I want to create a csv from an existing csv, by splitting its rows.
Input csv:
A,R,T,11,12,13,14,15,21,22,23,24,25
Output csv:
A,R,T,11,12,13,14,15
A,R,T,21,22,23,24,25
So far my code looks like:
def update_csv(name):
#load csv file
file_ = open(name, 'rb')
#init first values
current_a = ""
current_r = ""
current_first_time = ""
file_content = csv.reader(file_)
#LOOP
for row in file_content:
current_a = row[0]
current_r = row[1]
current_first_time = row[2]
i = 2
#Write row to new csv
with open("updated_"+name, 'wb') as f:
writer = csv.writer(f)
writer.writerow((current_a,
current_r,
current_first_time,
",".join((row[x] for x in range(i+1,i+5)))
))
#do only one row, for debug purposes
return
But the row contains double quotes that I can't get rid of:
A002,R051,02-00-00,"05-21-11,00:00:00,REGULAR,003169391"
I've tried to use writer = csv.writer(f,quoting=csv.QUOTE_NONE) and got a _csv.Error: need to escape, but no escapechar set.
What is the correct approach to delete those quotes?

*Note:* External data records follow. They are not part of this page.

PR #512, opened 2024-07-29
SL:698: add post submission action to automatically register the deli…

cioan:
…very of a baby


api/src/main/java/org/openmrs/module/pihcore/htmlformentry/action/RegisterBabyAction.java
```diff
@@ -0,0 +1,192 @@
...
+        if (relationship !=null) {
+            relationships.add(new Relationship(mother, null, motherToChildRelationshipType));
+        }
+        Patient baby = new Patient();
+        PersonName babyName = new PersonName();
+        babyName.setFamilyName(mother.getFamilyName());
+        babyName.setGivenName("Baby");
+        baby.addName(babyName);
+        String babyGender = gender;
+        if (StringUtils.equalsIgnoreCase(gender, "Female")) {
```
mogoodrich, line 106: Can we change to match directly on concept instead of valueAsString?  (I think valueAsString is locale/language specific, among other things)?

mogoodrich (changes requested):
One change requested, but generally LGTM @cioan !

api/src/main/java/org/openmrs/module/pihcore/htmlformentry/action/RegisterBabyAction.java
cioan: that is what I initially did, but the concept used here https://kgh-test.pih-emr.org/openmrs/dictionary/concept.htm?conceptId=3253 returns "Male". If we store "Male" as gender in the db, that would be different than all other records,  which are stored as "M".
Would that be OK to store "Male" as a gender in the db?

mseaton: What @mogoodrich is talking about is line 68 @cioan , where you get "Male" as a string obs value, rather than getting `3ce84b1c-26fe-102b-80cb-0017a47871b2` as the obs value coded concept id.  Please do that instead.

api/src/main/java/org/openmrs/module/pihcore/htmlformentry/action/RegisterBabyAction.java
```diff
@@ -0,0 +1,192 @@
...
+        }
+    }
+
+    Patient registerBaby(Patient mother, String gender, Date birthDatetime, Location location) {
+        PersonService personService = Context.getPersonService();
+        RelationshipType motherToChildRelationshipType = personService.getRelationshipTypeByUuid(PihEmrConfigConstants.RELATIONSHIPTYPE_MOTHERTOCHILD_UUID);
+        RelationshipType relationship = personService.getRelationshipTypeByUuid(motherToChildRelationshipType.getUuid());
+        List<Relationship> relationships = new ArrayList<Relationship>();
+        if (relationship !=null) {
+            relationships.add(new Relationship(mother, null, motherToChildRelationshipType));
```
mseaton, line 98: I don't understand this.  We are creating a relationship before creating the baby?  And leaving the personB null?  That doesn't seem right.

api/src/main/java/org/openmrs/module/pihcore/htmlformentry/action/RegisterBabyAction.java
```diff
@@ -0,0 +1,192 @@
...
+            //automatically redirect to the children page
+            formEntrySession.setAfterSaveUrlTemplate("pihcore/children/children.page?patientId={{patient.id}}");
+        }
+    }
+
+    Patient registerBaby(Patient mother, String gender, Date birthDatetime, Location location) {
+        PersonService personService = Context.getPersonService();
+        RelationshipType motherToChildRelationshipType = personService.getRelationshipTypeByUuid(PihEmrConfigConstants.RELATIONSHIPTYPE_MOTHERTOCHILD_UUID);
+        RelationshipType relationship = personService.getRelationshipTypeByUuid(motherToChildRelationshipType.getUuid());
+        List<Relationship> relationships = new ArrayList<Relationship>();
```
mseaton, line 96: Are there circumstances we need to handle here where the obs says that the baby hasn't been registered yet, but in fact they have?  Specifically for retrospective entry?  Do we want to sanity check that the mother doesn't have an existing relationship to a baby with the same birthdate before creating a new patient here?

api/src/main/java/org/openmrs/module/pihcore/htmlformentry/action/RegisterBabyAction.java
mogoodrich: Yes, correct, @mseaton

api/src/main/java/org/openmrs/module/pihcore/htmlformentry/action/RegisterBabyAction.java
cioan: @mseaton , i just follow the same logic/workflow from registrationapp:
https://github.com/openmrs/openmrs-module-registrationapp/blob/master/omod/src/main/java/org/openmrs/module/registrationapp/fragment/controller/RegisterPatientFragmentController.java#L168

That could be incorrect too, but I don't think any relationships are actually saved until the patient is saved?

api/src/main/java/org/openmrs/module/pihcore/htmlformentry/action/RegisterBabyAction.java
cioan: np, I updated the code

api/src/main/java/org/openmrs/module/pihcore/htmlformentry/action/RegisterBabyAction.java
```diff
@@ -0,0 +1,192 @@
...
+        String babyGender = gender;
+        if (StringUtils.equalsIgnoreCase(gender, "Female")) {
+            babyGender = "F";
+        } else if (StringUtils.equalsIgnoreCase(gender,"Male")){
+            babyGender = "M";
+        }
+        baby.setGender(babyGender);
+        baby.setBirthdate(birthDatetime);
+        PersonAddress motherAddress = mother.getPersonAddress();
+        if ( motherAddress != null ) {
```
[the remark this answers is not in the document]
cioan: ok, i've changed it to clone the mother's address

api/src/main/java/org/openmrs/module/pihcore/htmlformentry/action/RegisterBabyAction.java
cioan: I thought we discussed those problems last week, and we decided to redirect the user to the children page where they will be able to remove any duplicates in the system, or search for another patient record?

cioan:
Merging this in. Happy to address any remaining post-commit comments.

PR #516, opened 2024-08-14
UHM-7443 and UHM-7992 - pregnancy program dashboard

mseaton:


api/src/main/java/org/openmrs/module/pihcore/apploader/ConfigAppLoaderFactory.java
```diff
@@ -0,0 +1,135 @@
...
+                            files.add(f);
+                        }
+                    }
+                }
+            }
+        }
+        return files;
+    }
+
+    @Override
```
mseaton, line 61: This loads any file under `configuration/appframework/*/*AppTemplates.json`

api/src/main/java/org/openmrs/module/pihcore/apploader/ConfigAppLoaderFactory.java
```diff
@@ -0,0 +1,135 @@
...
+            }
+            catch (Exception e) {
+                logger.error("Error reading AppTemplates configuration file: {}", f.getName(), e);
+            }
+        }
+        return templates;
+    }
+
+    @Override
+    public List<AppDescriptor> getAppDescriptors() {
```
mseaton, line 77: This loads any file under `configuration/appframework/*/*app.json`.  This also does some magic to avoid some boilerplate in the app and extensions definitions, namely it sets app ids and extension ids if they are not already set

api/src/main/java/org/openmrs/module/pihcore/apploader/ConfigAppLoaderFactory.java
```diff
@@ -0,0 +1,135 @@
...
+                }
+            }
+            catch (Exception e) {
+                logger.error("Error reading AppDescriptors configuration file: {}", f.getName(), e);
+            }
+        }
+        return descriptors;
+    }
+
+    @Override
```
mseaton, line 116: I don't expect we will actually use this, but if we need to have free-standing extensions, this will load an file under `configuration/appframework/*/*extension.json`

api/src/main/java/org/openmrs/module/pihcore/apploader/CustomAppLoaderFactory.java
```diff
@@ -3731,6 +3731,17 @@ private void enablePrograms(Config config) {
     }
 
     private void configureBasicProgramDashboard(String programUuid) {
```
mseaton, line 3733: All this is doing is saying - do not add any apps or extensions for the Sierra Leone Pregnancy Patient Dashboard, but otherwise continue to do so.

omod/src/main/java/org/openmrs/module/pihcore/fragment/controller/dashboardwidgets/EncountersFragmentController.java
```diff
@@ -86,19 +92,42 @@ else if (patientConfig instanceof String) {
 		}
 		model.put("encounterTypeToUrlMap", encounterTypeToUrlMap);
```
mseaton, line 94: This looks like there are more changes than there really are as I moved some things around, but this just adds support for an additional (optional) configuration property that will limit the returned encounters to being on or after the latest enrollment date of the given program.  If the patient does not have an active enrollment, then no encounters are returned.  If this configuration is not provided, then this should have no change from before.

api/src/main/java/org/openmrs/module/pihcore/apploader/CustomAppLoaderFactory.java
```diff
@@ -3731,6 +3731,17 @@ private void enablePrograms(Config config) {
...
+        boolean isSierraLeone = config.getCountry().equals(ConfigDescriptor.Country.SIERRA_LEONE);
+        boolean isPregnancyProgram = PihEmrConfigConstants.PROGRAM_PREGNANCY_UUID.equals(programUuid);
+        // The Sierra Leone Pregnancy Program Patient Dashboard is setup via config-pihsl, so do not set that up here
+        if (!isSierraLeone || !isPregnancyProgram) {
+            configureBasicProgramPatientDashboardWidgets(programUuid);
+        }
+        configureBasicProgramSummaryApps(programUuid);
+        configureBasicProgramExtensions(programUuid);
```
mogoodrich, line 3741: Shouldn't these be within the above if block?  I assume we aren't configuring part of the dashboard via the CALF and part within config-pihsl? Or am I missing something?

mseaton: These are different things than the clinician-facing dashboard, so I left them separate for now.

mogoodrich: Got it, thanks @mseaton

PR #518, opened 2024-08-22
SL-701: create visit and admission encounter for newly registered babies

cioan:
This seems to be working fine:

Screenshot 2024-08-22 at 4 42 19 PM

Screenshot 2024-08-22 at 4 42 00 PM

### DIFF
--- a/api/src/main/java/org/openmrs/module/pihcore/htmlformentry/action/RegisterBabyAction.java
+++ b/api/src/main/java/org/openmrs/module/pihcore/htmlformentry/action/RegisterBabyAction.java
@@ -20,6 +20,7 @@ import org.openmrs.api.PersonService;
 import org.openmrs.api.VisitService;
 import org.openmrs.api.context.Context;
 import org.openmrs.module.emrapi.adt.AdtService;
+import org.openmrs.module.emrapi.visit.VisitDomainWrapper;
 import org.openmrs.module.htmlformentry.CustomFormSubmissionAction;
 import org.openmrs.module.htmlformentry.FormEntryContext;
 import org.openmrs.module.htmlformentry.FormEntrySession;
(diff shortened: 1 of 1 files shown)


api/src/main/java/org/openmrs/module/pihcore/htmlformentry/action/RegisterBabyAction.java
```diff
@@ -150,6 +161,54 @@ Patient registerBaby(Patient mother, Concept gender, Date birthDatetime, Locatio
...
+
+        EncounterService encounterService = Context.getEncounterService();
+        Encounter lastAdmissionEnc = null;
+        List<Encounter> motherEncounters =  motherEncounter.getVisit().getNonVoidedEncounters();
+        // look through mother's encounters for the most recent Admission encounter
+        for (Encounter enc : motherEncounters) {
+            if (enc.getEncounterType().getUuid().equalsIgnoreCase(PihEmrConfigConstants.ENCOUNTERTYPE_ADMISSION_UUID)) {
+                if ( lastAdmissionEnc == null ||
+                        ( (lastAdmissionEnc !=null) && lastAdmissionEnc.getEncounterDatetime().before(enc.getEncounterDatetime()) ) ) {
+                    lastAdmissionEnc = enc;
```
mogoodrich, line 187: We need to take into account transfers within the hospital here as well, so this needs to check transfer encounters as well.

That being said, there's also a utility method from EMR API you should be able to use as well, using a onDate of now, if you wrap the visit in the visit domain wrapper:

https://github.com/openmrs/openmrs-module-emrapi/blob/master/api/src/main/java/org/openmrs/module/emrapi/visit/VisitDomainWrapper.java#L515

api/src/main/java/org/openmrs/module/pihcore/htmlformentry/action/RegisterBabyAction.java
```diff
@@ -150,6 +161,54 @@ Patient registerBaby(Patient mother, Concept gender, Date birthDatetime, Locatio
...
+            admissionEncounter = new Encounter();
+            admissionEncounter.setPatient(patient);
+            admissionEncounter.setEncounterType(encounterService.getEncounterTypeByUuid(PihEmrConfigConstants.ENCOUNTERTYPE_ADMISSION_UUID));
+            admissionEncounter.setVisit(visit);
+            admissionEncounter.setEncounterDatetime(birthDatetime);
+            admissionEncounter.setLocation(lastAdmissionEnc.getLocation());
+            Set<EncounterProvider> providers =  motherEncounter.getEncounterProviders();
+            if (providers != null && !providers.isEmpty()) {
+                for (EncounterProvider provider : providers) {
+                    admissionEncounter.addProvider(provider.getEncounterRole(), provider.getProvider());
```
mogoodrich, line 203: It's a good point about the provider, I'm not sure if it should be to the provider on the mother encounter, let me ping Fiona.

mogoodrich (changes requested):
Thanks @cioan ... one requested change, and one question for @fiona855 that I'll ask on the ticket.

api/src/main/java/org/openmrs/module/pihcore/htmlformentry/action/RegisterBabyAction.java
cioan: Thanks @mogoodrich ! I have updated to code to use the Visit Domain Wrapper to retrieve the mother's inpatient location. Thanks!

mogoodrich (approved):
LGTM, thanks @cioan !

cioan:
Thanks @mogoodrich !

PR #523, opened 2024-09-13
SL-667: Auto enrollment in the Pregnancy Program from a form

mogoodrich:
SL-669: Auto-update Program State from forms

### DIFF
--- a/api/src/main/java/org/openmrs/module/pihcore/htmlformentry/action/PregnancyProgramEnrollmentAction.java
+++ b/api/src/main/java/org/openmrs/module/pihcore/htmlformentry/action/PregnancyProgramEnrollmentAction.java
@@ -1,0 +1,70 @@
+package org.openmrs.module.pihcore.htmlformentry.action;
+
+import org.apache.commons.logging.Log;
+import org.apache.commons.logging.LogFactory;
+import org.openmrs.Encounter;
+import org.openmrs.Patient;
+import org.openmrs.PatientProgram;
+import org.openmrs.Program;
+import org.openmrs.ProgramWorkflowState;
+import org.openmrs.api.context.Context;
+import org.openmrs.module.htmlformentry.CustomFormSubmissionAction;
+import org.openmrs.module.htmlformentry.FormEntryContext;
+import org.openmrs.module.htmlformentry.FormEntrySession;
+import org.openmrs.module.pihcore.SierraLeoneConfigConstants;
+import java.util.Comparator;
+import java.util.List;
+import java.util.stream.Collectors;
+
+import static org.openmrs.module.pihcore.htmlformentry.action.util.PregnancyProgramActionUtils.endEnrollment;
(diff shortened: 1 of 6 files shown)


mogoodrich:
A couple key points:

- This should work for the “real-time” use case and when entering forms retrospective but in order by encounter date.  Multiple programs enrollments will likely be created if the forms are entered retrospectively out of order.  We discussed this a bit during a standup this week but couldn’t come to a conclusion, so I implemented like this for now and we discuss other possibilities such as trying to move the enrollment date intelligently, or doing nothing when entering retrospectively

I think you could simplify the logic to split each row into two using something along these lines:
def update_csv(name):
with open(name, 'rb') as file_:
with open("updated_"+name, 'wb') as f:
writer = csv.writer(f)
# read one row from input csv
for row in csv.reader(file_):
# write 2 rows to new csv
writer.writerow(row[:8])
writer.writerow(row[:3] + row[8:])
writer.writerow is expecting an iterable such that it can write each item within the iterable as one item, separate by the appropriate delimiter, into the file. So:
writer.writerow([1, 2, 3])
would write "1,2,3\n" to the file.
Your call provides it with an iterable, one of whose items is a string that already contains the delimiter. It therefore needs some way to either escape the delimiter or a way to quote out that item. For example,
write.writerow([1, '2,3'])
Doesn't just give "1,2,3\n", but e.g. '1,"2,3"\n' - the string counts as one item in the output.
Therefore if you want to not have quotes in the output, you need to provide an escape character (e.g. '/') to mark the delimiters that shouldn't be counted as such (giving something like "1,2/,3\n").
However, I think what you actually want to do is include all of those elements as separate items. Don't ",".join(...) them yourself, try:
writer.writerow((current_a, current_r,
current_first_time, *row[i+2:i+5]))
to provide the relevant items from row as separate items in the tuple.